Every so often, the subject of advertisements in syndication feeds bubbles to the surface; here are some recent remarks by Winer and Searls. Dave Sifry has a riff on this that I’ve heard him give a few times, but the more I think about it, the more I think there’s major potential in doing this right.
Advertising As We Know It Is Broken · In the era of Tivo, and multimodal conversation, and bandwidth saturation, the idea that advertising, the way it’s done today, is worth the money we spend on it today, is not defensible. Clearly we need something new.
Let me propose three kinds of syndication advertising feeds: a Temporary Shopper’s Feed, a Permanent Shopper’s Feed, and a Personalized Sellers’ Feed.
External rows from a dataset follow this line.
PR #482, opened 2023-11-16
Support exporter secrets, as defined in RFC 5705 & 8446

hannesm:
//cc @reynir

### DIFF
--- a/lib/engine.ml
+++ b/lib/engine.ml
@@ -744,3 +744,36 @@ let epoch state =
   match epoch_of_hs state.handshake with
   | None -> `InitialEpoch
   | Some e -> `Epoch e
+
+let export_key_material (e : epoch_data) ?context label length =
+  match e.protocol_version with
+  | `TLS_1_3 ->
+    let hash =
+      let cipher = Option.get (Ciphersuite.ciphersuite_to_ciphersuite13 e.ciphersuite) in
+      Ciphersuite.hash13 cipher
+    in
+    let ems = e.exporter_master_secret in
+    let prk =
+      let ctx = Mirage_crypto.Hash.digest hash Cstruct.empty in
+      Handshake_crypto13.derive_secret_no_hash hash ems ~ctx label
+    in
+    let ctx = Option.(value ~default:Cstruct.empty (map Cstruct.of_string context)) in
+    Handshake_crypto13.derive_secret_no_hash
+      hash prk ~ctx:(Mirage_crypto.Hash.digest hash ctx)
+      ~length "exporter"
+  | #tls_before_13 as v ->
+    let seed =
+      let base =
+        match e.side with
+        | `Server -> Cstruct.append e.peer_random e.own_random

Temporary Shopper · From time to time, I (like most people) get into a mode where I want to buy something substantial: a camera, a car, a house, a cello, an investment plan. This is usually a temporary condition; I shop around for a while, I buy, then I lose interest in the product category. I would cheerfully sign up for a syndication feed all about that product class. I’d expect it to contain comparative reviews, straight product ads, announcements of new categories, stories from trade shows, that kind of thing. I’d use this heavily until I made the buy, then I’d turn it off.
It would need some flexibility, you should be able to configure it to show only (for example) pocket-sized digital cameras that are for sale in Western Canada. The attraction for advertisers would be immense; anyone who subscribed would be asserting that they’re wanting to buy. This is not to say that it’s easy; if the material in the feed isn’t high-quality, informative, non-repetitious, and compact, well I’m just gonna unsubscribe, in a flash.
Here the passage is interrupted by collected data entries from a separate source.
PR #487, opened 2023-12-22
cleanups (mainly of mirage layer)

hannesm:
Best read commit-by-commit. ~~This is still work-in-progress, there'll be support for `shutdown` (to conform to mirage-flow 4) in a later commit.~~


mirage/tls_mirage.ml
```diff
@@ -37,16 +37,10 @@ module Make (F : Mirage_flow.S) = struct
...
 
-  let lift_write_result = function
-    | Ok ()   -> `Ok ()
-    | Error e -> `Error (`Write e)
-
   let check_write flow f_res =
-    let res = lift_write_result f_res in
-    ( match flow.state, res with
-      | `Active _, (`Eof | `Error _ as e) ->
-          flow.state <- e ; FLOW.close flow.flow
```
dinosaure, line 48: I think this diff is a part for the `shutdown` PR, I'm right?

dinosaure (approved):
Seems right even if I think that the deletion of `Flow‧close` should be done into the `shutdown` (for a better clarity in my opinion but that's fine).

mirage/tls_mirage.mli
```diff
@@ -20,6 +20,9 @@ module Make (F : Mirage_flow.S) : sig
     with type error := error
      and type write_error := write_error
 
+  (** [underlying t] returns the underlying flow. This is useful to extract
+      information such as [src] and [dst] of that flow. *)
+  val underlying : flow -> FLOW.flow
```
dinosaure, line 25: :tada:

mirage/tls_mirage.ml
hannesm: no -- well, the purpose here is to prepare for shutdown. A first step is to not `close` the underlying flow on arbitrary errors -- so the caller has to close the flow on error conditions.

lib/packet.ml
```diff
@@ -14,28 +14,24 @@ type content_type =
...
   | HANDSHAKE -> 22
   | APPLICATION_DATA -> 23
-  | HEARTBEAT -> 24
 and int_to_content_type = function
   | 20 -> Some CHANGE_CIPHER_SPEC
   | 21 -> Some ALERT
   | 22 -> Some HANDSHAKE
   | 23 -> Some APPLICATION_DATA
-  | 24 -> Some HEARTBEAT
   | _ -> None
```
reynir, line 28: Now this is responsible for erroring out on `HEARTBEAT`?

reynir (approved):

lib/packet.ml
hannesm: Yes, exactly. The `int_to_content_type` is used by `Reader.parse_record`, which errors out with `UnknownContent _` - which leads (in `Engine.separate_records` to `` Error (`Fatal (`UnknownContentType _)) ``.

There is still an open question about error semantics -- which cases are fatal, which are not. For the heartbeat, this requires a negotiation in the client/server hello (which we do not support) -- thus anyone sending us a heartbeat packet violates the protocol.

hannesm:
> Seems right even if I think that the deletion of `Flow‧close` should be done into the `shutdown` (for a better clarity in my opinion but that's fine).

Ok, I removed that close commit from this PR.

Permanent Shopper · Some people are more or less permanently in shopping mode for something or other. Here are two examples: a homemaker raising three kids on a tight budget, and a music lover looking for good new stuff. For that homemaker, if there were a focused, compact, newsy syndication feed focusing on food, household supplies, and kids’ clothes, it could be a huge time-saver for the shopper and a wonderful marketing vehicle for businesses.
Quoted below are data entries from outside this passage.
PR #488, opened 2024-01-04
Shutdown

hannesm:
this is still work in progress. The idea is to track in engine the status of (half-)closed connections - and implement the revised close_notify semantics (i.e. not replying immediately with a close_notify).

There are still some checks missing (e.g. for reneg/rekey/send_application_data), also should the effectful layers inform the engine when a read or write failed (unclear, tendency towards no)?


hannesm:
In this PR, the changes to tls-lwt are done now. Curious to hear feedback if there's any.

hannesm:
now the tls-mirage bits as well use the new API and provide the mirage-flow 4 interface (shutdown).

reviews / suggestions would be welcome (esp. @reynir @dinosaure who had great reviews for the awa-ssh PR that is similar to this here)

also, if there is anyone eager to adjust async (@torinnd @bcc32 @tmcgilchrist) and eio (@talex5 @bikallem) bits, that'd be great. I'm open for discussions about the changes to the Engine API above.

dinosaure:
I actually tested this PR with Miou and `httpaf` and it seems to work pretty well at a glance :+1:.

talex5:
Thanks - this is great!

I pushed updates for tls-eio to https://github.com/talex5/ocaml-tls/commits/shutdown/ (needs review).

The first commit just ports the changes to tls-lwt directly to tls-eio. The second removes the work-arounds for missing half-shutdown in the fuzz tests, which are passing so far (after 5 minutes of afl-fuzz).

lwt/tls_lwt.ml
```diff
@@ -56,43 +75,47 @@ module Unix = struct
...
-    | `Active _ ->
-        read_t t t.recv_buf >>= fun n ->
-        match (t.state, n) with
-        | (`Active _  , 0) -> t.state <- `Eof ; return `Eof
-        | (`Active tls, n) -> handle tls (Cstruct.sub t.recv_buf 0 n)
-        | (`Error e, _)    -> fail e
-        | (`Eof, _)        -> return `Eof
+    | `Error e -> Lwt.reraise e
+    | `Closed
+    | `Read_closed _ -> Lwt.return `Eof
```
dinosaure, line 107: If I look into `tls_mirage.ml`, the `` `Closed`` state produces a `` `Write `Closed`` where `tls_lwt.ml` produces a simple `` `Eof``. I'm in favor for the `tls_lwt.ml` version where a `ECONNRESET` can appear and should be handled as an `` `Eof``.

hannesm: It is tricky -- so in tls_lwt, a read when `` `Read_closed `` or `` `Closed `` is the internal state, and `` `Eof `` is signalled. If `writev` (or `write`) is called with `` `Closed `` as internal state, an exception is raised.

In mirage, I pushed 3ed1d0e to adhere to this behaviour. This is similar to how awa-ssh does it. :)

Thanks for your review.

hannesm:
CI failures are in the eio, I don't quite understand the issues there. @talex5 I see two options: you open your changes as a PR to this repository, I merge and release -- or I release without the eio part. any preference?

talex5:
I think you can just `git pull` my branch into yours to fix it.

talex5:
Or I can open a PR against this branch if you prefer.  The logs for the fuzz failure on your branch look like this:

```
+dispatch_commands: done
+client-to-server: receiver ready
+server-to-client: sender ready
+server-to-client: shutdown send (Tls level)
+server: wrote 24 bytes to network
+client: read 24 bytes from network
+server-to-client: recv thread done (got EOF)
+client-to-server: shutdown send (Tls level)
Fatal error: exception Eio_mock__Backend.Deadlock_detected
```

But I didn't investigate since I assumed it wouldn't work without the changes anyway.

hannesm:
if you open a PR against my branch, that'd be excellent

talex5:
OK: https://github.com/hannesm/ocaml-tls/pull/5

Now, such feeds are here already. As a music lover, I’m already subscribed to an iTunes Music Store feed for new releases in the classical, blues, and reggae categories. Now this example is pretty dysfunctional, since you can’t buy music from Apple in Canada, and even if you did, 99¢/song is no bargain when the tunes are DRM-encumbered and also sold in a damaged condition. But the principle is sound, and the feed has alerted me to a few things that I’ve then bought on CD. Pure advertising, pure focus, (almost) works right now here today.
Personalized Sellers’ Feed · This is the radical rocket-science idea, and the idea that Dave and Doc were kicking around; a feed that tells me about things I don’t know I need. The idea is, I tell some feed provider a whole lot about myself, and they try to cook up a feed that’s generally aimed at alerting me to things that I might spend money on, even though they weren’t on any explicit agenda.
If it worked, it might be incredibly powerful, but boy, would it ever be hard. To some extent, glossy magazines serve this role, but they need to include a whole bunch of high-quality, expensive, non-commercial words and pictures to get me to read them.
I’m sure there’s some bright-eyed entrepreneur out there trying to make this one go, but it’s a long shot.
But as for the Shopper’s Feeds, they’re already starting to happen and I’m totally sure they’ll be part of the everyday landscape for more or less everyone before too much longer.